Saved data entries
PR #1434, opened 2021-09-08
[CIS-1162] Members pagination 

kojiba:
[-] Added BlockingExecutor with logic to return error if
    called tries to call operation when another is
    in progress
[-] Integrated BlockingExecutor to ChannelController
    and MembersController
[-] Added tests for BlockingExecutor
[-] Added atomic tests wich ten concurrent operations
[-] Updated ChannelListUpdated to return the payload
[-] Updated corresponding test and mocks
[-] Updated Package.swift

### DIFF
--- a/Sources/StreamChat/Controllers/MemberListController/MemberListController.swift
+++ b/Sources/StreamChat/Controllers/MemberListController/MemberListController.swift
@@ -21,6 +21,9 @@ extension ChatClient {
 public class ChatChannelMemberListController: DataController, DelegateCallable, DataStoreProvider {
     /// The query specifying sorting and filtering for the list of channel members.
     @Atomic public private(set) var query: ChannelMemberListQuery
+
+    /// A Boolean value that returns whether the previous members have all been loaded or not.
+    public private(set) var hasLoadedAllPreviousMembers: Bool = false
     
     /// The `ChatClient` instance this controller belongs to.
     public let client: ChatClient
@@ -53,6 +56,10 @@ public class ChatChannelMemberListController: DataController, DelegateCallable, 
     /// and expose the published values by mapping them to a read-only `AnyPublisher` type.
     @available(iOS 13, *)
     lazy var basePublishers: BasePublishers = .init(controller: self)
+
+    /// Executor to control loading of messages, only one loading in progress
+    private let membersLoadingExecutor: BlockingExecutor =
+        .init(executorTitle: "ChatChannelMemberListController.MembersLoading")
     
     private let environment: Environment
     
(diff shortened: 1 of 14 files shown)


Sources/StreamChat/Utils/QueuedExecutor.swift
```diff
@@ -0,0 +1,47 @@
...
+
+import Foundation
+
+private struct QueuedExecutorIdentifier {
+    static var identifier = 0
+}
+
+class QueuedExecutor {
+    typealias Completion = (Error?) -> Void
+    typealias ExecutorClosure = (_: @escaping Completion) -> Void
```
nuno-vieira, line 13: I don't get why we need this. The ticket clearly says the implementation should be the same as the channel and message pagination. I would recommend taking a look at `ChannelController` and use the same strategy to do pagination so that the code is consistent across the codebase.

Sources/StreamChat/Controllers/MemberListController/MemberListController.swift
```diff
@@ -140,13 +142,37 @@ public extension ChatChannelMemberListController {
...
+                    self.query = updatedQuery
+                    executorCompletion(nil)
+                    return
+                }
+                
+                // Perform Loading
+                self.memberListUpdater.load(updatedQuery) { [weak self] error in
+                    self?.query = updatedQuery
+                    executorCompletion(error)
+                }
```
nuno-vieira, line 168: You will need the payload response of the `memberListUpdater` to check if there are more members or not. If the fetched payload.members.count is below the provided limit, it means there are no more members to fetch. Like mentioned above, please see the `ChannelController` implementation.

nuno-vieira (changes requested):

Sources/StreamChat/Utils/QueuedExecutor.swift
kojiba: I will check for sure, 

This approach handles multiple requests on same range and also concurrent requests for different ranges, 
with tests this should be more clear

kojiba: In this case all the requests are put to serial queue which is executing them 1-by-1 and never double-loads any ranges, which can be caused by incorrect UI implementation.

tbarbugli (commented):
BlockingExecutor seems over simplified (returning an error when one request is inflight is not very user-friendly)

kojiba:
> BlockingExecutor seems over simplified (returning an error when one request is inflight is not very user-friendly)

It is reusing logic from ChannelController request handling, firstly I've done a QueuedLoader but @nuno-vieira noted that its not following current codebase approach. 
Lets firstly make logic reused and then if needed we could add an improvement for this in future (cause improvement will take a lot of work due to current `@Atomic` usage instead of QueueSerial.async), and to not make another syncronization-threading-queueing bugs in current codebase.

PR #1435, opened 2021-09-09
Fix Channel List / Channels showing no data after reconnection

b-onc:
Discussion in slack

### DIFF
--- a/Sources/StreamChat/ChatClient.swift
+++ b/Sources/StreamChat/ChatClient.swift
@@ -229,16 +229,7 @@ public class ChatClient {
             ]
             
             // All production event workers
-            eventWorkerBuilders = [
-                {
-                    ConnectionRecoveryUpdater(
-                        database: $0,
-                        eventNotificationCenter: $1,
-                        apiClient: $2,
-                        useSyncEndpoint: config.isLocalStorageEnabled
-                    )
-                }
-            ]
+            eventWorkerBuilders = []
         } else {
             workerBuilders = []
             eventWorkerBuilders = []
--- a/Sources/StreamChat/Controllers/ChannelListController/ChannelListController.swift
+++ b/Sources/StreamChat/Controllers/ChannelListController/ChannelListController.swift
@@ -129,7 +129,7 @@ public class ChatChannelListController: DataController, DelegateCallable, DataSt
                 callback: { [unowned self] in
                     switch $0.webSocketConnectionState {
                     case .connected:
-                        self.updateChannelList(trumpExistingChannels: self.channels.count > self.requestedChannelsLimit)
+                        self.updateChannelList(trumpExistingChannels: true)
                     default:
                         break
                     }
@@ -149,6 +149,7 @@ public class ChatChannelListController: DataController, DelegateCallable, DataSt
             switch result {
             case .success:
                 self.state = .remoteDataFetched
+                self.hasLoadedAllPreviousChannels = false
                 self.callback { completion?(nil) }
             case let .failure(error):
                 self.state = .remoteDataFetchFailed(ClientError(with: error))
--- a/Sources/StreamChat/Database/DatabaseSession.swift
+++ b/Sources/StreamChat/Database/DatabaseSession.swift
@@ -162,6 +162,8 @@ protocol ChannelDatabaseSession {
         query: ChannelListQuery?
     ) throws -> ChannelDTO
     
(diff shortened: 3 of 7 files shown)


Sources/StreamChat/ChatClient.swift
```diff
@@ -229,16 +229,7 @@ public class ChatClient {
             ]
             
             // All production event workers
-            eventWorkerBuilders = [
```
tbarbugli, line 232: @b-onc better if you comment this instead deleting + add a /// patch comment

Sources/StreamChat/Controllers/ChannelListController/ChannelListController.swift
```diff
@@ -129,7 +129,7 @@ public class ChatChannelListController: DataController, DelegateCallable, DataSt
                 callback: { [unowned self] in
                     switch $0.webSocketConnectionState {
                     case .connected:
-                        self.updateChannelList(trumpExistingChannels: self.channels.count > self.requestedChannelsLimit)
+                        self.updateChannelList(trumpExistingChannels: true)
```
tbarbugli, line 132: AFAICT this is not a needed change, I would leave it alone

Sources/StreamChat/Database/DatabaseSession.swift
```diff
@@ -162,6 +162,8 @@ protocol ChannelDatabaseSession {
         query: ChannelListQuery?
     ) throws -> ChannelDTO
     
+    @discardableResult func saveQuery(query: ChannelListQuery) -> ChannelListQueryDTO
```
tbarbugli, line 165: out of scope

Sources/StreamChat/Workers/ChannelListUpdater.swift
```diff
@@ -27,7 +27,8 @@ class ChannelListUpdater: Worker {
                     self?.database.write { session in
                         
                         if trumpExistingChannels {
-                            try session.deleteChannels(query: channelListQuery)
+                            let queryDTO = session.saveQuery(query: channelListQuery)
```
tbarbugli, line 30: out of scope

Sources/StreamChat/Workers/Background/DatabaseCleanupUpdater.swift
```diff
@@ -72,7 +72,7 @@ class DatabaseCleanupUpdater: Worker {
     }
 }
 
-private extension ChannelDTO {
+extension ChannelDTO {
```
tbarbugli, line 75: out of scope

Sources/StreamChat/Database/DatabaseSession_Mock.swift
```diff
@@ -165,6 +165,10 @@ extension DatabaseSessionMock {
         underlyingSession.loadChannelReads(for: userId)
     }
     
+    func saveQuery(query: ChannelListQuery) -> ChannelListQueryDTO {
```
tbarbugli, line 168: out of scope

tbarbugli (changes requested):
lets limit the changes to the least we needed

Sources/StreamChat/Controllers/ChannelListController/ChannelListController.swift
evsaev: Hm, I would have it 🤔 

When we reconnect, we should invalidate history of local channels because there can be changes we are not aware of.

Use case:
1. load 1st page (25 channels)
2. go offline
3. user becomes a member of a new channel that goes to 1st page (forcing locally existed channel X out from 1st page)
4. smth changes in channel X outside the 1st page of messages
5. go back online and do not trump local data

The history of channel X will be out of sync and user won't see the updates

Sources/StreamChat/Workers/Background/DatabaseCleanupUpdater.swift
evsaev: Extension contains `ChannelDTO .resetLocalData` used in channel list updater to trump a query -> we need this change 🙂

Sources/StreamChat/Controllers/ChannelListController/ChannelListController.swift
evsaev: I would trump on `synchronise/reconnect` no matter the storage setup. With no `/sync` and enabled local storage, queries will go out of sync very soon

PROBLEM STATEMENT
Please print the lines from the start of the records up to and including the line with "[-] Added atomic", copying each one exactly and leaving out the rest.

RESULT OF THIS TASK
PR #1434, opened 2021-09-08
[CIS-1162] Members pagination 

kojiba:
[-] Added BlockingExecutor with logic to return error if
    called tries to call operation when another is
    in progress
[-] Integrated BlockingExecutor to ChannelController
    and MembersController
[-] Added tests for BlockingExecutor
[-] Added atomic tests wich ten concurrent operations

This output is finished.